Back home, on the roads of Addis Ababa, Bekele is taking driving lessons. On the international running circuit, he has long dispensed with the L-plates. "The conditions were no problem to me," he said. "It is not the first time I have run in snow. I am happy that I have won by such a big margin. It felt easy. I could have continued at the finish."

It was Bekele's third impressive win in three attempts on the European cross country circuit this winter, following equally emphatic successes at Oeiras in Portugal in November and in Brussels last month. He has not been beaten in a cross country race for 13 months, since he finished runner-up to Gebrselassie in Lefrinckoucke, France. He does have an Achilles' heel, though. An injury in that physical department kept him out for four months of the track season last summer. This year, after defending his long-course title at the World Cross Country Championships in Lausanne in March, his major aim is to make his mark on the track.

"I want to run the 5,000m or the 10,000m at the world championships in Paris," he said. "I will run one or the other, not both." Gebrselassie, for one, will await Bekele's decision with interest. The 29-year-old is back in action, and in form after suffering a calf injury in the London Marathon last April. Indeed, he looked a million dollars when he ran in a 10km road race in Doha last month, pocketing that six figure sum for breaking Kipketer's world best road time for the distance, with a time of 27min 02sec. Gebrselassie's main target for 2003 is to challenge for a fifth successive 10,000m world title in Paris.

Bekele happens to share the same manager as Gebrselassie, Jos Hermens, the Dutchman who has held the world best track time for 10 miles since 1975. He also comes from Arsi, the same region of Ethiopia as Gebrselassie, and trains twice a week with the multi-world record holder in Addis Ababa, where they both have homes. In fact, he has no greater admirer than the man known in Ethiopia as 'the Emperor'. "He can beat my 5,000m and 10,000m world records," Gebrselassie has said of his fast-emerging countryman.

It has taken Rob Whalley rather longer to emerge as a winner in Britain's premier cross country meeting.
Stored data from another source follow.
PR #14711, opened 2022-08-04
Correct alpha order of SQL statements

kathancox:
This is a quick fix to the alphabetical order of the SQL statements. Seems like there was some sort of clash between PRs as the `ADD SUPER REGION` docs were added that changed the ordering on `ALTER BACKUP`.


andf-crl (approved):
LGTM, thanks!

PR #14716, opened 2022-08-04
use liquid syntax in snippets

taroface:
Fixes [DOC-2815](https://cockroachlabs.atlassian.net/browse/DOC-2815).

### DIFF
--- a/v21.2/node-shutdown.md
+++ b/v21.2/node-shutdown.md
@@ -395,11 +395,11 @@ cockroach node status --decommission --certs-dir=certs --host={address of any li
 ~~~
 
 ~~~
-  id |     address     |   sql_address   |              build              |         started_at         |         updated_at         | locality | is_available | is_live | gossiped_replicas | is_decommissioning |   membership   | is_draining
------+-----------------+-----------------+---------------------------------+----------------------------+----------------------------+----------+--------------+---------+-------------------+--------------------+----------------+--------------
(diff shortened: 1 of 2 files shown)


taroface:
@kathancox I'm actually not 100% sure about this solution, as it required manually reformatting the table column width in the output snippets. Until we have a more advanced solution, I sort of like knowing that a snippet reflects the actual output of the version it was tested on. However, I understand wanting not to show a testing version, or a version that mismatches the actual page being viewed. Wondering if you have any thoughts on this.

kathancox:
> @kathancox I'm actually not 100% sure about this solution, as it required manually reformatting the table column width in the output snippets. Until we have a more advanced solution, I sort of like knowing that a snippet reflects the actual output of the version it was tested on. However, I understand wanting not to show a testing version, or a version that mismatches the actual page being viewed. Wondering if you have any thoughts on this.

@taroface Interesting! It feels "neater" with the liquid, but what is the motivation behind changing that [discussed]? I kind of assumed sort of like the switchover to the new version (v22.2 coming up would have `v22.1.blah` in the output). But, as you say, what happens if something changes in a minor version and the command works differently/there is a bug... the output will imply that it has been tested and works fine on that version. 

Keeping these static might be more transparent for the user — the version in the output and such, is the version that has been tested by one of the docs team.

There are probably some edge case benefits and cons that I'm missing here. 

Update after talking to @taroface, this could be a good team/style team discussion point.

kathancox (approved):
LGTM!

PR #14717, opened 2022-08-04
Update the splash screen for new versions of docs

nickvigilante:
When a new version of the docs is cut, this page will be prepared
to handle users who may try to manually access this URL in between
when the docs are cut and the first alpha becomes available.

### DIFF
--- a/releases/v22.1.md
+++ b/releases/v22.1.md
@@ -30,5 +30,5 @@ To upgrade to {{ page.major_version }}, see [Upgrade to CockroachDB {{ page.majo
 {% endfor %}
 
 {% else %}
-Currently, no releases are available for this version.
+No releases are available for this version. See the [Releases](https://www.cockroachlabs.com/docs/releases/index.html) page for all available releases.
 {% endif %}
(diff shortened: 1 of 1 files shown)


releases/v22.1.md
```diff
@@ -27,3 +28,7 @@ To upgrade to {{ page.major_version }}, see [Upgrade to CockroachDB {{ page.majo
 {% for r in rel %}
 {% include releases/{{ page.major_version }}/{{ r.version }}.md release=r.version %}
 {% endfor %}
+
+{% else %}
+Currently, no releases are available for this version.
```
mikeCRL, line 33:
```suggestion
No releases are available for this version. See the [Releases](https://www.cockroachlabs.com/docs/releases/index.html) page for all available releases.
```

May as well link out, I suppose, though this should be sufficient either way.

mikeCRL (approved):
LGTM with one idea as a suggestion.

releases/v22.1.md
nickvigilante: Agreed. Done.

PR #14726, opened 2022-08-05
Add Explain Alter example.

stbof:
DOC-2191

### DIFF
--- a/v22.1/explain.md
+++ b/v22.1/explain.md
@@ -333,6 +333,28 @@ Because the `INSERT` includes an `ON CONFLICT` clause, the query requires more t
 
 ### Alter queries
 
+If you alter a table to split a range as described in [Split a table](split-at.html#split-a-table), the `EXPLAIN` command returns the target table and index names and a `NULL` expiry timestamp:
+
+{% include_cached copy-clipboard.html %}
+~~~ sql
+EXPLAIN ALTER TABLE users SPLIT AT VALUES ('chicago'), ('new york'), ('seattle');
+~~~
+
+~~~
+               info
+----------------------------------
+  distribution: local
+  vectorized: true
+
+  • split
+  │ index: users@users_pkey
+  │ expiry: CAST(NULL AS STRING)
+  │
+  └── • values
+        size: 1 column, 3 rows
+(9 rows)
+~~~
+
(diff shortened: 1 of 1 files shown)


ajwerner (approved):
:lgtm:

> *[Reviewable](https://reviewable.io/reviews/cockroachdb/docs/14726#-:-N925W5T6Svr6iDZvhWT:bnfp4nl)* status: :shipit: complete! 1 of 0 LGTMs obtained (waiting on @stbof)

v22.1/explain.md
```diff
@@ -331,6 +331,52 @@ Time: 3ms total (execution 3ms / network 0ms)
 
 Because the `INSERT` includes an `ON CONFLICT` clause, the query requires more than a simple `insert` operation. CockroachDB must check the provided values against the values in the database, to ensure that the `UNIQUE` constraint on `name`, `city`, and `id` is not violated. The output also lists the indexes available to detect conflicts (the `arbiter indexes`), including the `users_city_id_name_key` index.
 
+### Alter queries
+
+If you alter a table to split a range as described in [Split a table](split-at.html#split-a-table), the `EXPLAIN` command returns the target table and index names and a `NULL` expiry timestamp:
```
taroface, line 336: This is a simpler example, but it doesn't address the concern I raised that this section "reads as though all of the information is only returned when a split is performed". To me, it would make sense to instead use an `ALTER TABLE` example that does not perform any split, and therefore doesn't return an `expiry` timestamp.

stbof: The Jira being addressed is the new output for `RELOCATE` and `SPLIT AT`: The output of `EXPLAIN ALTER INDEX/TABLE ... RELOCATE/SPLIT` now includes the target table/index name and, for the SPLIT AT variants, the expiry timestamp.

Since `RELOCATE` isn't being documented, this PR addresses the JIra.

stbof: I tried a few more `EXPLAIN ALTER` commands and they typically don't have much output. For example:

```
explain ALTER TABLE users ADD COLUMN id UUID NOT NULL DEFAULT gen_random_uuid();
         info
-----------------------
  distribution: local
  vectorized: true

  • alter table
```

taroface: Oh, I was missing the context that `RELOCATE` is deprecated. In that case, sorry to hold this up and LGTM!

taroface (approved):

PR #14727, opened 2022-08-05
DOC-5249: Improve performance of filter tabs

nickvigilante:
Fixes DOC-5249

I reduced build time for the filter tabs by 3.5 seconds.

### DIFF
--- a/_includes/cockroachcloud/filter-tabs/cloud-faqs.md
+++ b/_includes/cockroachcloud/filter-tabs/cloud-faqs.md
@@ -1,0 +1,4 @@
+{% assign tab_names_html = "CockroachDB Serverless;CockroachDB Dedicated" %}
+{% assign html_page_names = "serverless-faqs.html;frequently-asked-questions.html" %}
+
+{% include filter-tabs.md tab_names=tab_names_html page_names=html_page_names page_folder="cockroachcloud" %}
--- a/_includes/cockroachcloud/filter-tabs/cluster-management.md
+++ b/_includes/cockroachcloud/filter-tabs/cluster-management.md
@@ -1,0 +1,4 @@
+{% assign tab_names_html = "CockroachDB Serverless;CockroachDB Dedicated" %}
+{% assign html_page_names = "serverless-cluster-management.html;cluster-management.html" %}
+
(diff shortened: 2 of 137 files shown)


nickvigilante:
@mikeCRL I know this is a doozy of a PR, but if it helps you to test, only focus on clicking one of the links under each include modified in [this comment](https://github.com/cockroachdb/docs/pull/14727#issuecomment-1206809907). I just ran through a battery of tests myself and I did a review of every file manually, so I'm confident this will be fine, but let me know if you need help understanding this change.

mikeCRL (commented):
I know the goal was build efficiency, however I think this is also a more straightforward way to create/specify—and maintain visibility of the use of—tabs. Thank you, Nick.

I tested every page per your suggestion and found no issues.

Not a blocker for merging, but I'm wondering if it would be possible to avoid the need to hard code the following line in every filter tab include:
`{% include filter-tabs.md tab_names=tab_names_html page_names=html_page_names page_folder=page.version.version %}`

@lnhsingh given the significant change in how writers will specify filter tabs, can I ask for your sign-off on that aspect, and on implementing this without advance team review? I am OK with this.

lnhsingh:
@nickvigilante / @mikeCRL - this change LGTM, but I would feel more comfortable if one of the writers also signed off (@ianjevans can you take a quick look since you've used a lot of tabs in your docs?)

nickvigilante:
@mikeCRL I can't think of a good way to remove that line from each of the includes. The intermediate includes are meant to be uniform across each of the pages, and without copying/pasting the code from `filter-tabs.md` in each intermediate include, this was the best solution I found. However, I'm open to other ideas.

ianjevans:
I think there's a real advantage to using attributes to set the tab group details over the page front matter. It keeps the configuration in the filter include.

I definitely think we'll need a demo of this at the next docs weekly (and record it for people to check out later) so everyone knows how to use the new syntax.

ianjevans (approved):

nickvigilante:
@ianjevans More than happy to do so.

@lnhsingh @mikeCRL I won't be able to demo this before I cut the 22.2 docs but I will send a notification out today to the other writers and work on updating the Style Guide this afternoon.

mikeCRL (approved):
Thanks for the additional detail. Sounds good to me. Thanks, Nick.

PR #14751, opened 2022-08-09
Add note that CC admins receive alerts for minor upgrades

gemma-shay:
https://cockroachlabs.atlassian.net/browse/DOC-4978


rmloveland (approved):
LGTM

PR #14756, opened 2022-08-09
Document psycopg3 support.

ianjevans:
This PR documents how to use the psycopg3 driver with CockroachDB.

Closes DOC-4977.


kernfeld-cockroach:
These docs look good to me. A couple thoughts on the app code itself:

1. There is some commented-out code that should be removed.
2. It's best practice to include an exact version number of each dependency in `requirements.txt`.
3. It's not necessary to create an `ids` variable in `create_accounts`. You could just do `return [id1, id2]`.
4. I suspect the error handling can be simplified. Why do we need to swallow `ValueError`? Why is it beneficial to catch, log, and re-throw `Exception`? Why are we catching `psycopg.OperationalError` in only one place?
5. The sleep variable is named `sleep_ms` but I think it's actually measured in seconds.

ianjevans:
> These docs look good to me. A couple thoughts on the app code itself:
> 
> 1. There is some commented-out code that should be removed.
> 2. It's best practice to include an exact version number of each dependency in `requirements.txt`.
> 3. It's not necessary to create an `ids` variable in `create_accounts`. You could just do `return [id1, id2]`.
> 4. I suspect the error handling can be simplified. Why do we need to swallow `ValueError`? Why is it beneficial to catch, log, and re-throw `Exception`? Why are we catching `psycopg.OperationalError` in only one place?
> 5. The sleep variable is named `sleep_ms` but I think it's actually measured in seconds.

I think I addressed all of these in the latest commit in the code repo.

kernfeld-cockroach (approved):

_includes/v22.1/misc/tooling.md
```diff
@@ -23,6 +23,7 @@ For a list of tools supported by the CockroachDB community, see [Third-Party Too
 | Java | [JDBC](https://jdbc.postgresql.org/download.html#others) | {% remote_include https://raw.githubusercontent.com/cockroachdb/cockroach/master/pkg/cmd/roachtest/tests/pgjdbc.go ||var supportedPGJDBCTag = "||"\n\n %} | Full | N/A | [Build a Java App with CockroachDB (JDBC)](build-a-java-app-with-cockroachdb.html) |
 | JavaScript | [pg](https://www.npmjs.com/package/pg) | 8.2.1 | Full | N/A | [Build a Node.js App with CockroachDB (pg)](build-a-nodejs-app-with-cockroachdb.html) |
 | Python | [psycopg2](https://www.psycopg.org/docs/install.html) | 2.8.6 | Full | N/A | [Build a Python App with CockroachDB (psycopg2)](build-a-python-app-with-cockroachdb.html) |
+| Python | [psycopg3](https://www.psycopg.org/psycopg3/docs/) | 3.0.16 | Full | N/A | [Build a Python App with CockroachDB (psycopg3)](build-a-python-app-with-cockroachdb-psycopg3.html) |
```
gemma-shay, line 26: I think the two python cells should be combined like the Go example if possible

ianjevans:
@gemma-shay Can I get your review on this?

v22.1/build-a-python-app-with-cockroachdb-psycopg3.md
```diff
@@ -0,0 +1,107 @@
...
+
+## Step 3. Install the Psycopg 3 driver
+
+`psycopg[binary]` is the sample app's only third-party module dependency.
+
+To install `psycopg[binary]`, run the following command:
+
+{% include_cached copy-clipboard.html %}
+~~~ shell
+$ pip install "psycopg[binary]"
```
gemma-shay, line 49: personally had to use `pip3` for this, not sure if that would be the case for others

v22.1/build-a-python-app-with-cockroachdb-psycopg3.md
```diff
@@ -0,0 +1,107 @@
...
+1. Run the code:
+
+    {% include_cached copy-clipboard.html %}
+    ~~~ shell
+    $ cd example-app-python-psycopg3
+    ~~~
+
+    {% include_cached copy-clipboard.html %}
+    ~~~ shell
+    $ python example.py
```
gemma-shay, line 89: also had to use `python3` here

gemma-shay: second part of this comment didn't get posted for some reason, but I got this error when running the example: `CRITICAL:root:database connection failed
CRITICAL:root:invalid cast: uuid -> int`

v22.1/build-a-python-app-with-cockroachdb-psycopg3.md
kernfeld-cockroach: Good point. This would indeed be `pip3` on many systems; `pip` often still refers to the pip for Python 2.

v22.1/build-a-python-app-with-cockroachdb-psycopg3.md
ianjevans: You have an existing `accounts` table with the old schema. `DROP TABLE accounts` to clear it out and re-run.

ianjevans: > also had to use `python3` here

Done.

v22.1/build-a-python-app-with-cockroachdb-psycopg3.md
ianjevans: Done.

_includes/v22.1/misc/tooling.md
ianjevans: Done.

v22.1/build-a-python-app-with-cockroachdb-psycopg3.md
gemma-shay: ah good catch. lgtm!

gemma-shay (approved):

Ten years ago he finished second in the 4.1km short-course race. Yesterday, at the age of 34, the City of Stoke athlete was a clear winner. "I'm having hypnotherapy to cure my asthma," he said. "It has been a problem for me in the past, particularly in the summer, but now I can control it, rather than let it control me." Whalley's controlled run from gun to tape yesterday provided the only home win of the day.

The women's 6.8km race was won by Edith Masai, the Kenyan prison warder who took the Commonwealth 5,000m silver medal in Manchester last summer – 22.34sec behind a majestic Paula Radcliffe.